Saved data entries
PR #196, opened 2018-05-15
add relation stuff ala === and /==

chessai:
This PR adds 4 functions, that have similar behaviour to === and /==, except they correspond to different relations.

(<==) ~> (<=)
(>==) ~> (>=)

(>>>) ~> (>)
(<<<) ~> (<)

As for naming, I tried to keep them to three characters while making sure their names didn't conflict with anything popular.

The reason I wanted this is that I was doing some numerical computations and wanted to test that the result of a computation was less than or equal to a particular value.

### DIFF
--- a/hedgehog-example/src/Test/Example/Basic.hs
+++ b/hedgehog-example/src/Test/Example/Basic.hs
@@ -70,8 +70,8 @@ prop_foo =
 
     guard (y `mod` 2 == (1 :: Int))
 
-    assert $
-      y < 87 && x <= 'r'
+    diff y (<) 87
+    diff x (<=) 'r'
 
 ------------------------------------------------------------------------
 -- Example 3
@@ -251,7 +251,7 @@ prop_record =
   property $ do
     x <- forAll genRecord
     y <- forAll genRecord
-    x === y
+    diff x (==) y
 
 prop_different_record :: Property
 prop_different_record =
--- a/hedgehog/src/Hedgehog/Internal/Property.hs
+++ b/hedgehog/src/Hedgehog/Internal/Property.hs
@@ -56,6 +56,10 @@ module Hedgehog.Internal.Property (
   , assert
   , (===)
   , (/==)
+  , (<==)
+  , (>==)
+  , (<<<)
+  , (>>>)
 
   , eval
   , evalM
@@ -577,6 +581,50 @@ infix 4 /==
           "━━━ Both equal to ━━━"
         , showPretty x
         ]
+
+infix 4 <==
+
+-- | Fails the test if the right argument is less than the left.
+--
+(<==) :: (MonadTest m, Ord a, Show a, HasCallStack) => a -> a -> m ()
+(<==) x y = do
+  ok <- withFrozenCallStack $ eval (x <= y)
+  if ok then
+    success
+  else
+    withFrozenCallStack $ failDiff x y
+
+infix 4 >==
+
+-- | Fails the test if the right argument is greater than the left.
+(>==) :: (MonadTest m, Ord a, Show a, HasCallStack) => a -> a -> m ()
+(>==) x y = do
+  ok <- withFrozenCallStack $ eval (x >= y)
+  if ok then
+    success
+  else
+    withFrozenCallStack $ failDiff x y
+
+infix 4 <<<
+
+-- | Fails the test if the right argument is less than or equal to the left.
+(<<<) :: (MonadTest m, Ord a, Show a, HasCallStack) => a -> a -> m ()
+(<<<) x y = do
+  ok <- withFrozenCallStack $ eval (x < y)
+  if ok then
+    success
+  else
+    withFrozenCallStack $ failDiff x y
+
+infix 4 >>>
+
+(>>>) :: (MonadTest m, Ord a, Show a, HasCallStack) => a -> a -> m ()
+(>>>) x y = do
+  ok <- withFrozenCallStack $ eval (x > y)
+  if ok then
+    success
+  else
+    withFrozenCallStack $ failDiff x y
 
 -- | Fails the test if the value throws an exception when evaluated to weak
 --   head normal form (WHNF).
--- a/hedgehog/src/Hedgehog/Internal/Property.hs
+++ b/hedgehog/src/Hedgehog/Internal/Property.hs
@@ -54,12 +54,9 @@ module Hedgehog.Internal.Property (
   , failure
   , success
   , assert
+  , diff
   , (===)
   , (/==)
-  , (<==)
-  , (>==)
-  , (<<<)
-  , (>>>)
 
   , eval
   , evalM
@@ -157,7 +154,6 @@ newtype PropertyT m a =
     , MonadState s
     , MonadError e
     )
-
 -- NOTE: Move this to the deriving list above when we drop 7.10
 deriving instance MonadResource m => MonadResource (PropertyT m)
 
@@ -326,9 +322,6 @@ instance Monad m => Monad (TestT m) where
       unTest m >>=
       unTest . k
 
-  fail =
-    Fail.fail
-
 instance Monad m => MonadFail (TestT m) where
   fail err =
     TestT . ExceptT . pure . Left $ Failure Nothing err Nothing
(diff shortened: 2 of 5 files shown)


andrewthad:
The names `>>>` and `<<<` conflict with some stuff from `Control.Arrow`. I find those names confusing, but I like the idea here. Maybe non-infix names would be better here, but that's just my two cents as a very casual user of `hedgehog`. The project maintainers probably have better vision for this kind of thing.

chessai:
I considered Control.Arrow; but I weigh that pretty low, since it isn't used much. Other people might weigh that higher.

As far as the names being confusing, I agree that they definitely may be. I considered (<<=)<sub>hedgehog_pr</sub>, but that looks too close to (=<<)<sub>base</sub>, and its counterpart (>>=)<sub>hedgehog_pr</sub> is nominally (in the linguistic sense) equivalent to (>>=)<sub>base</sub>. If anyone has any idea for a better name for those, I certainly wouldn't object. I don't know if it's necessary to continue the trend of three characters - it's possible that they could be english character names.

thumphries:
They’re also used in Control.Category, so I will also suggest we find different names or operators.

We have not really thought through how many base relations to include as special Hedgehog functions or operators. Now’s probably a good time to think about it.

My gut feeling is that it’s worthwhile wherever we can provide a superior counterexample report by doing so.

chessai:
@thumphries Would you be in favour of a non-infix operator name?

chessai:
ping

jystic:
Not a fan of this I'm sorry, I'd like to keep operators to a minimum. I think this is prettier anyway:
```
assert $ x > y
```
Of course it doesn't do the diff, but that's mainly useful for large data structures and I wouldn't have though comparing those for ordering is common enough to include dedicated functions. Maybe you have an example?

Also there's no way I'd merge operators which clash with both `Control.Category` and `Control.Arrow` (i.e. `>>>` and `<<<`)

jystic:
I apologize for the tone of the last message I think I was in a bit of a bad mood when I wrote it.

I've been considering this PR since I last replied, and I think I found something I'm happy with. I pushed an update to to your branch which renames the operators to use an `@` prefix which I pronounce "assert" and then the standard haskell name for the operator. I kind of like this even though it's a bit ugly because once you learn the rule (prefix with `@`) then you know how to get all the rest.

jystic:
As discussed with @amosr @HuwCampbell, I've added function to assert relations directly.

Arguably the operators are no longer required, but they do have the advantage of perhaps slightly nicer failure output. Any opinions either way on whether we should keep the operators given the new `relation` function is appreciated.

### Failure using operators
Screenshot 2019-04-17 at 6 52 22 PM

### Failure using `relation`
Screenshot 2019-04-17 at 6 53 29 PM

moodmosaic:
Keeping the function that @jystic added should be good enough, perhaps I'd consider giving it a different name (I think I've actually never seen `relation` as a function name in any testing tool out there).

Basically we have this already which is good enough

```
assert $ x > y
```

perhaps the proposed `relation` one could be renamed, e.g. → `relate`, but really not sure about adding more operators :confused: 

---

The issue I see with adding more operators is that it makes it hard(er) to draw a line; where do we stop adding more *assertion*-specific stuff?

I often see assertions packed on separate libraries (see [Groovy Power Assert](https://dontmindthelanguage.wordpress.com/2009/12/11/groovy-1-7-power-assert/), [Unquote](https://github.com/SwensenSoftware/unquote), etc). It's just the Unix philosophy at the end; do *one* thing and do it well...

jystic:
>  think I've actually never seen `relation` as a function name in any testing tool out there

That is what it's called though https://en.wikipedia.org/wiki/Relational_operator

moodmosaic:
>That is what it's called though https://en.wikipedia.org/wiki/Relational_operator

That's great then :+1:

hedgehog/src/Hedgehog/Internal/Property.hs
```diff
@@ -550,24 +574,85 @@ assert b = do
...
+--   /Synonym for '@/='./
+--
 (/==) :: (MonadTest m, Eq a, Show a, HasCallStack) => a -> a -> m ()
-(/==) x y = do
+(/==) x y =
+  withFrozenCallStack $ x @== y
+
+infix 4 @==
+
+-- | Fails the test if the two arguments provided are equal.
```
charleso: "not equal"? (And I think the `@/=` comment is the wrong way around too)

jystic: yeah, you're right oops

i think i might remove the operators anyway after chatting to a few people about this PR

hedgehog-example/src/Test/Example/Basic.hs
```diff
@@ -70,8 +70,17 @@ prop_foo =
...
+    diff x (<=) 'r'
+
+    comparison y (<) 87
+    comparison x (<=) 'r'
+
+    relation y (<) 87
+    relation x (<=) 'r'
+
+    relate y (<) 87
+    relate x (<=) 'r'
```
jystic: Would appreciate some comments on which name people like best or some other one? The main point of this is to provide a diff, otherwise you'd just use assert and annotate.

Also is the infix style crazy? it's kind of non-haskellish but it does read pretty nice.

chessai:
> I apologize for the tone of the last message I think I was in a bit of a bad mood when I wrote it.

I didn't pick up on any rudeness, so it's ok.

Thanks for picking up some work on the branch

hedgehog-example/src/Test/Example/Basic.hs
amosr: no strong opinions, but `comparison` is my favourite. I like the infix style, I think it makes the meaning pretty obvious.

moodmosaic: I like `diff` and `relate`, I like how they sound, *diff this with that*, *relate this with that*.

hedgehog/src/Hedgehog/Internal/Property.hs
```diff
@@ -470,8 +471,8 @@ writeLog x =
 --   combinators.
 --
 failWith :: (MonadTest m, HasCallStack) => Maybe Diff -> String -> m a
-failWith diff msg =
-  liftTest $ mkTest (Left $ Failure (getCaller callStack) msg diff, [])
+failWith mdiff msg =
```
moodmosaic: Do we care to pick up a better name instead of `mdiff`? Although I think we do similar in other places as well so probably not a huge deal.

hedgehog/src/Hedgehog/Internal/Property.hs
```diff
@@ -550,33 +561,52 @@ assert b = do
...
+
+comparison :: (MonadTest m, Show a, Show b, HasCallStack) => a -> (a -> b -> Bool) -> b -> m ()
+comparison = diff
+
+relation :: (MonadTest m, Show a, Show b, HasCallStack) => a -> (a -> b -> Bool) -> b -> m ()
+relation = diff
+
+relate :: (MonadTest m, Show a, Show b, HasCallStack) => a -> (a -> b -> Bool) -> b -> m ()
+relate = diff
+
```
moodmosaic: See comment at https://github.com/hedgehogqa/haskell-hedgehog/pull/196/files#r276932847.

moodmosaic: I think `diff` sounds more clear than all the others, short and sweet, *diff this with that* :rocket: :rocket: :rocket:

hedgehog/src/Hedgehog/Internal/Property.hs
jystic: I tent to use an `m` prefix for maybe things is all. So when you peel it off it looks like this:
```haskell
foo mx =
  case mx of
    Nothing ->
      ..
    Just x ->
      ..
```

hedgehog-example/src/Test/Example/Basic.hs
jystic: One thing @moodmosaic and I discussed with `comparison` is that it's not a verb, like if we could use `compare` that would be awesome but it's already taken by `Ord`

jystic:
Looks like `diff` is the winner 📜

I am still willing to change it if someone has better ideas / good arguments as long as it's prior to the next release.

moodmosaic:
:+1:

hedgehog/src/Hedgehog/Internal/Tripping.hs
```diff
@@ -3,9 +3,9 @@ module Hedgehog.Internal.Tripping (
     tripping
   ) where
 
-import           Hedgehog.Internal.Property
-import           Hedgehog.Internal.Show
-import           Hedgehog.Internal.Source
+import           Hedgehog.Internal.Property (MonadTest, Diff(..), success, failWith)
+import           Hedgehog.Internal.Show (valueDiff, mkValue, showPretty)
+import           Hedgehog.Internal.Source (HasCallStack, withFrozenCallStack)
```
moodmosaic: Good catch :+1:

- **INSTRUCTIONS TO FOLLOW**
Read through the entries above and copy each line that has the string "wikipedia" in it.

- **SOLUTION BELOW**
That is what it's called though https://en.wikipedia.org/wiki/Relational_operator
>That is what it's called though https://en.wikipedia.org/wiki/Relational_operator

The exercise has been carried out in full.